■ **WORK TASK**: Find the line in the data below that contains "useEffect, useRef, useState". Return that line and all the lines after it, unchanged.

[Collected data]

PR #93, opened 2022-10-25
PR-1472 - [3/3] - Alert History Pagination 

jennifer-notifi:
Demo Video (Alert History with Virtual Scroll and confirm pagination through Network calls - Please note I was setting the MESSAGES_PER_PAGE constant to 8 in this video for demo purposes):

https://user-images.githubusercontent.com/108922885/198110163-f79c584d-c05a-4662-b0b3-9635bb8072a7.mov

### DIFF
--- a/packages/notifi-react-card/lib/components/subscription/subscription-card-views/HistoryCardView.tsx
+++ b/packages/notifi-react-card/lib/components/subscription/subscription-card-views/HistoryCardView.tsx
@@ -4,7 +4,7 @@ import {
   NotificationHistoryEntry,
 } from '@notifi-network/notifi-core';
 import clsx from 'clsx';
-import React, { useEffect, useRef, useState } from 'react';
+import React, { useEffect, useState } from 'react';
 import { ListRange, Virtuoso } from 'react-virtuoso';
 
 import {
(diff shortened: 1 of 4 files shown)


packages/notifi-react-card/lib/components/subscription/subscription-card-views/HistoryCardView.tsx
```diff
@@ -68,15 +70,84 @@ export const AlertHistoryView: React.FC<AlertHistoryViewProps> = ({
...
+        )}
+        itemContent={(index, notification) => {
+          setCurrentIndex(index);
+          return (
+            <AlertCard key={notification.id} notification={notification} />
+          );
+        }}
+      />
+    );
+  }, [alertHistoryData]);
```
juni-notifi, line 150: wouldn't this just be a component that takes setIsScrolling, setVisibleRange, setCurrentIndex, and allNodes as props?

it's tricky because the callback re-renders on alertHistoryData, but actually has a dependency on allNodes.

I think memoized render functions are a little harder to maintain, so my suggestion is to extract a separate component.

juni-notifi (changes requested):

packages/notifi-react-card/lib/components/subscription/subscription-card-views/HistoryCardView.tsx
jennifer-notifi: Nice, catch! I will componetize the virtual container and update the dependency of allNodes (I must have been playing around with both as data at one point).

jennifer-notifi: I reviewed the code more closely and I realized that I will not need a useCallback for this because I am now appending the paginated node data into `allNodes`. 

I originally was trying to implement a `useCallback` as a workaround to render data at that index prior to having an array with all of the paginated data. I have reverted it back.

Here is the video of the testing to confirm that this works:

https://user-images.githubusercontent.com/108922885/198160510-fe6b4e71-93dc-4c96-9f52-ef0586ee2e97.mov

Please let me know if you have any other feedback!

juni-notifi (approved):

■ **SOLUTION BELOW**:
-import React, { useEffect, useRef, useState } from 'react';
+import React, { useEffect, useState } from 'react';
 import { ListRange, Virtuoso } from 'react-virtuoso';
 
 import {
(diff shortened: 1 of 4 files shown)


packages/notifi-react-card/lib/components/subscription/subscription-card-views/HistoryCardView.tsx
```diff
@@ -68,15 +70,84 @@ export const AlertHistoryView: React.FC<AlertHistoryViewProps> = ({
...
+        )}
+        itemContent={(index, notification) => {
+          setCurrentIndex(index);
+          return (
+            <AlertCard key={notification.id} notification={notification} />
+          );
+        }}
+      />
+    );
+  }, [alertHistoryData]);
```
juni-notifi, line 150: wouldn't this just be a component that takes setIsScrolling, setVisibleRange, setCurrentIndex, and allNodes as props?

it's tricky because the callback re-renders on alertHistoryData, but actually has a dependency on allNodes.

I think memoized render functions are a little harder to maintain, so my suggestion is to extract a separate component.

juni-notifi (changes requested):

packages/notifi-react-card/lib/components/subscription/subscription-card-views/HistoryCardView.tsx
jennifer-notifi: Nice, catch! I will componetize the virtual container and update the dependency of allNodes (I must have been playing around with both as data at one point).

jennifer-notifi: I reviewed the code more closely and I realized that I will not need a useCallback for this because I am now appending the paginated node data into `allNodes`. 

I originally was trying to implement a `useCallback` as a workaround to render data at that index prior to having an array with all of the paginated data. I have reverted it back.

Here is the video of the testing to confirm that this works:

https://user-images.githubusercontent.com/108922885/198160510-fe6b4e71-93dc-4c96-9f52-ef0586ee2e97.mov

Please let me know if you have any other feedback!

juni-notifi (approved):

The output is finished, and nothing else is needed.